#### Instructions for the task
Nothing but the entries, copied exactly, should appear in the response.

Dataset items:
● ● ● ● ●

PR #62, opened 2021-03-18
MB-7225 Stop generating negative crate dimensions

sandy-wright:
## Description

For the Domestic Crating MTO Service Items, the API parser has to generate a set of dimensions for the item and a set of dimensions for the crate that item is going to be put in. These values are all random integers, but we have to make sure the item is smaller than the crate for the endpoint to work.

With the old code, we would just set the item value to be the same as the crate's - 1 so that we knew it was smaller:
```python
if item <= crate:
    item = crate - 1
```

However, in rare cases, the generator would pick 0 as a value for one of the crate's dimensions! In that case the item, would get -1! We don't want to break the rules of space and time with this code, so I've changed the above code to also make sure both values are above 0.

## Setup

To test this in action, run load testing for a while and verify that you don't see ANY 500 errors from `createMTOServiceItem`. You may also run the unit tests for this function:

```sh
pytest -v -k TestPrimeAPIParser
```

## References

* [Jira story](https://dp3.atlassian.net/browse/MB-7225) for this change.

### DIFF
--- a/utils/parsers.py
+++ b/utils/parsers.py
@@ -435,7 +435,7 @@ class PrimeAPIParser(APIParser):
         :return: tup(item_dim int, crate_dim int)
         """
         if item_dim <= 0:
-            item_dim += 1
+            item_dim = 1
         if item_dim >= crate_dim:
             if crate_dim <= 1:
                 crate_dim = 2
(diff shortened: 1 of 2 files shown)


shimonacarvalho (approved):
LGTM! Tested.

PR #66, opened 2021-05-13
[MB-7254] GHC API load testing getMove endpoint for SC and TOO

duncan-truss:
## Description

This PR expands the GHC API testing to incorporate distinct Services Counselor and TOO office users making requests to the [getMove endpoint](http://milmovelocal:3000/swagger-ui/ghc.html#/move/getMove).

I incorporated the same kind of local storage that the Prime uses as a mixin to both set of office user tasks.  I added tasks to request the queue data for each user type, which will populate the local storage with move data in different statuses.  There is overlap from the Services Counselor moves and TOO moves for those in the `SERVICE COUNSELING COMPLETED` status so what ends up in the local store will naively contain duplicates at this time.

To make things more realistic, I did work on randomizing creation of move data for the services counselor user because the seed only had 1 or 2 moves.  That [PR will also need review in the mymove repo](https://github.com/transcom/mymove/pull/6624).  For my load test I bumped up the seed data to create ~200 moves.

While simulating hundreds of users I did start to see failures with a server error of too many open files.  There is a default system/session soft limit of 256 open files.  You can see this by running `ulimit -a` in your terminal.  Once I raised it with with `ulimit -n 2048` I now longer saw failures when load testing a high number of users.  This limit may be per terminal tab so it may not apply across sessions, so set it in the window where you want to run your server.

## Reviewer Notes

We should likely be seeing some failures if we had authorization on this endpoint to make sure a role such as services counselor can not view a move in say Approved or Approvals Requested or a TOO cannot view a move in Needs Service Counseling.

Both SC and TOO users are in the same default GBLOC so there is no chance of requesting one outside but we should try to introduce that maybe by adding USMC users too.

We could also introduce non-existent locator requests, the current exception now is just when no moves exist yet in the local store lookup before a queue response is added.

## Setup

From the [new branch in mymove](https://github.com/transcom/mymove/pull/6624) with the devseed changes, editing the loop count to create the desired amount of moves.
```sh
make db_dev_e2e_populate
make server_run
```

From the milmove_load_testing repo:
```sh
make local_docker_build
make local_docer_office_up
```

In locust I simulated 500 users that spawned 5 new users/per second.

Screen Shot 2021-05-14 at 11 14 47 AM
Screen Shot 2021-05-14 at 11 14 55 AM
Screen Shot 2021-05-14 at 11 15 03 AM

[Downloadable html report (must be zipped for github upload) ](https://github.com/transcom/milmove_load_testing/files/6479649/report_1621002704.280355.html.zip)

## References

* [Jira story](https://dp3.atlassian.net/browse/MB-7254) for this change.

### DIFF
--- a/tasks/office.py
+++ b/tasks/office.py
@@ -32,7 +32,7 @@ class OfficeDataStorageMixin:
     This mixin allows storing multiple items of each kind.
     """
 
-    DATA_LIST_MAX: int = 50
+    DATA_LIST_MAX: int = 100
     local_store: Dict[str, list] = {
         MOVE_TASK_ORDER: [],
         MTO_SHIPMENT: [],
@@ -45,7 +45,7 @@ class OfficeDataStorageMixin:
         Given an object_key that represents an object type from the MilMove app, returns an object of that type from the
         list.
 
-        :param object_key: str in [MOVE_TASK_ORDER, MTO_SHIPMENT, MTO_AGENT, MTO_SERVICE_ITEM, PAYMENT_REQUEST]
+        :param object_key: str in [MOVE_TASK_ORDER, MTO_SHIPMENT, MTO_SERVICE_ITEM, PAYMENT_REQUEST]
         """
         data_list = self.local_store[object_key]
 
@@ -63,10 +63,9 @@ class OfficeDataStorageMixin:
         :return: None
         """
         data_list = self.local_store[object_key]
-        logger.info(f"size of {object_key} {len(data_list)}")
 
         if len(data_list) >= self.DATA_LIST_MAX:
-            num_to_delete = random.randint(1, self.DATA_LIST_MAX)
+            num_to_delete = random.randint(1, len(data_list))
             del data_list[:num_to_delete]
 
         # Some creation endpoint auto-create multiple objects and return an array,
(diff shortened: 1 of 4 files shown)


donaldthai (approved):
I have limited Python experience but I was able to get everything to run and code looks okay to me :) Maybe @sandy-wright should take a look before merging though!

tasks/office.py
```diff
@@ -15,9 +24,81 @@ def ghc_path(url: str) -> str:
...
+        elements, and if so, it randomly removes 1 to MAX number of elements so that the cycle can start again (and so
+        we don't hog too much memory).
+
+        :param object_key: str in [MOVE_TASK_ORDER, MTO_SHIPMENT, MTO_AGENT, MTO_SERVICE_ITEM, PAYMENT_REQUEST]
+        :param object_data: JSON/dict
+        :return: None
+        """
+        data_list = self.local_store[object_key]
+
+        if len(data_list) >= self.DATA_LIST_MAX:
```
Ryan-Koch, line 67: Nice way to keep the list from ballooning

Ryan-Koch (approved):
It's been a minute since I got to review some python, but it looks solid to me.

duncan-truss:
> It's been a minute since I last got to review some python, but it looks solid to me.

I didn't write much custom Python here, the local storage mixin at this stage is almost exactly how the prime storage behaves.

● ● ● ● ●

#### Answer area
PR #62, opened 2021-03-18
MB-7225 Stop generating negative crate dimensions

sandy-wright:
## Description

For the Domestic Crating MTO Service Items, the API parser has to generate a set of dimensions for the item and a set of dimensions for the crate that item is going to be put in. These values are all random integers, but we have to make sure the item is smaller than the crate for the endpoint to work.

With the old code, we would just set the item value to be the same as the crate's - 1 so that we knew it was smaller:
```python
if item <= crate:
    item = crate - 1
```

However, in rare cases, the generator would pick 0 as a value for one of the crate's dimensions! In that case the item, would get -1! We don't want to break the rules of space and time with this code, so I've changed the above code to also make sure both values are above 0.

## Setup

To test this in action, run load testing for a while and verify that you don't see ANY 500 errors from `createMTOServiceItem`. You may also run the unit tests for this function:

```sh
pytest -v -k TestPrimeAPIParser
```

## References

* [Jira story](https://dp3.atlassian.net/browse/MB-7225) for this change.

### DIFF
--- a/utils/parsers.py
+++ b/utils/parsers.py
@@ -435,7 +435,7 @@ class PrimeAPIParser(APIParser):
         :return: tup(item_dim int, crate_dim int)
         """
         if item_dim <= 0:
-            item_dim += 1
+            item_dim = 1
         if item_dim >= crate_dim:
             if crate_dim <= 1:
                 crate_dim = 2
(diff shortened: 1 of 2 files shown)


shimonacarvalho (approved):
LGTM! Tested.

PR #66, opened 2021-05-13
[MB-7254] GHC API load testing getMove endpoint for SC and TOO

duncan-truss:
## Description

This PR expands the GHC API testing to incorporate distinct Services Counselor and TOO office users making requests to the [getMove endpoint](http://milmovelocal:3000/swagger-ui/ghc.html#/move/getMove).

I incorporated the same kind of local storage that the Prime uses as a mixin to both set of office user tasks.  I added tasks to request the queue data for each user type, which will populate the local storage with move data in different statuses.  There is overlap from the Services Counselor moves and TOO moves for those in the `SERVICE COUNSELING COMPLETED` status so what ends up in the local store will naively contain duplicates at this time.

To make things more realistic, I did work on randomizing creation of move data for the services counselor user because the seed only had 1 or 2 moves.  That [PR will also need review in the mymove repo](https://github.com/transcom/mymove/pull/6624).  For my load test I bumped up the seed data to create ~200 moves.

While simulating hundreds of users I did start to see failures with a server error of too many open files.  There is a default system/session soft limit of 256 open files.  You can see this by running `ulimit -a` in your terminal.  Once I raised it with with `ulimit -n 2048` I now longer saw failures when load testing a high number of users.  This limit may be per terminal tab so it may not apply across sessions, so set it in the window where you want to run your server.

## Reviewer Notes

We should likely be seeing some failures if we had authorization on this endpoint to make sure a role such as services counselor can not view a move in say Approved or Approvals Requested or a TOO cannot view a move in Needs Service Counseling.

Both SC and TOO users are in the same default GBLOC so there is no chance of requesting one outside but we should try to introduce that maybe by adding USMC users too.

We could also introduce non-existent locator requests, the current exception now is just when no moves exist yet in the local store lookup before a queue response is added.

## Setup

From the [new branch in mymove](https://github.com/transcom/mymove/pull/6624) with the devseed changes, editing the loop count to create the desired amount of moves.
```sh
make db_dev_e2e_populate
make server_run
```

From the milmove_load_testing repo:
```sh
make local_docker_build
make local_docer_office_up
```

In locust I simulated 500 users that spawned 5 new users/per second.

Screen Shot 2021-05-14 at 11 14 47 AM
Screen Shot 2021-05-14 at 11 14 55 AM
Screen Shot 2021-05-14 at 11 15 03 AM

[Downloadable html report (must be zipped for github upload) ](https://github.com/transcom/milmove_load_testing/files/6479649/report_1621002704.280355.html.zip)

## References

* [Jira story](https://dp3.atlassian.net/browse/MB-7254) for this change.

### DIFF
--- a/tasks/office.py
+++ b/tasks/office.py
@@ -32,7 +32,7 @@ class OfficeDataStorageMixin:
     This mixin allows storing multiple items of each kind.
     """
 
-    DATA_LIST_MAX: int = 50
+    DATA_LIST_MAX: int = 100
     local_store: Dict[str, list] = {
         MOVE_TASK_ORDER: [],
         MTO_SHIPMENT: [],
@@ -45,7 +45,7 @@ class OfficeDataStorageMixin:
         Given an object_key that represents an object type from the MilMove app, returns an object of that type from the
         list.
 
-        :param object_key: str in [MOVE_TASK_ORDER, MTO_SHIPMENT, MTO_AGENT, MTO_SERVICE_ITEM, PAYMENT_REQUEST]
+        :param object_key: str in [MOVE_TASK_ORDER, MTO_SHIPMENT, MTO_SERVICE_ITEM, PAYMENT_REQUEST]
         """
         data_list = self.local_store[object_key]
 
@@ -63,10 +63,9 @@ class OfficeDataStorageMixin:
         :return: None
         """
         data_list = self.local_store[object_key]
-        logger.info(f"size of {object_key} {len(data_list)}")
 
         if len(data_list) >= self.DATA_LIST_MAX:
-            num_to_delete = random.randint(1, self.DATA_LIST_MAX)
+            num_to_delete = random.randint(1, len(data_list))
             del data_list[:num_to_delete]
 
         # Some creation endpoint auto-create multiple objects and return an array,
(diff shortened: 1 of 4 files shown)


donaldthai (approved):
I have limited Python experience but I was able to get everything to run and code looks okay to me :) Maybe @sandy-wright should take a look before merging though!

tasks/office.py
```diff
@@ -15,9 +24,81 @@ def ghc_path(url: str) -> str:
...
+        elements, and if so, it randomly removes 1 to MAX number of elements so that the cycle can start again (and so
+        we don't hog too much memory).
+
+        :param object_key: str in [MOVE_TASK_ORDER, MTO_SHIPMENT, MTO_AGENT, MTO_SERVICE_ITEM, PAYMENT_REQUEST]
+        :param object_data: JSON/dict
+        :return: None
+        """
+        data_list = self.local_store[object_key]
+
+        if len(data_list) >= self.DATA_LIST_MAX:
```
Ryan-Koch, line 67: Nice way to keep the list from ballooning

Ryan-Koch (approved):
It's been a minute since I got to review some python, but it looks solid to me.

duncan-truss:
> It's been a minute since I last got to review some python, but it looks solid to me.

I didn't write much custom Python here, the local storage mixin at this stage is almost exactly how the prime storage behaves.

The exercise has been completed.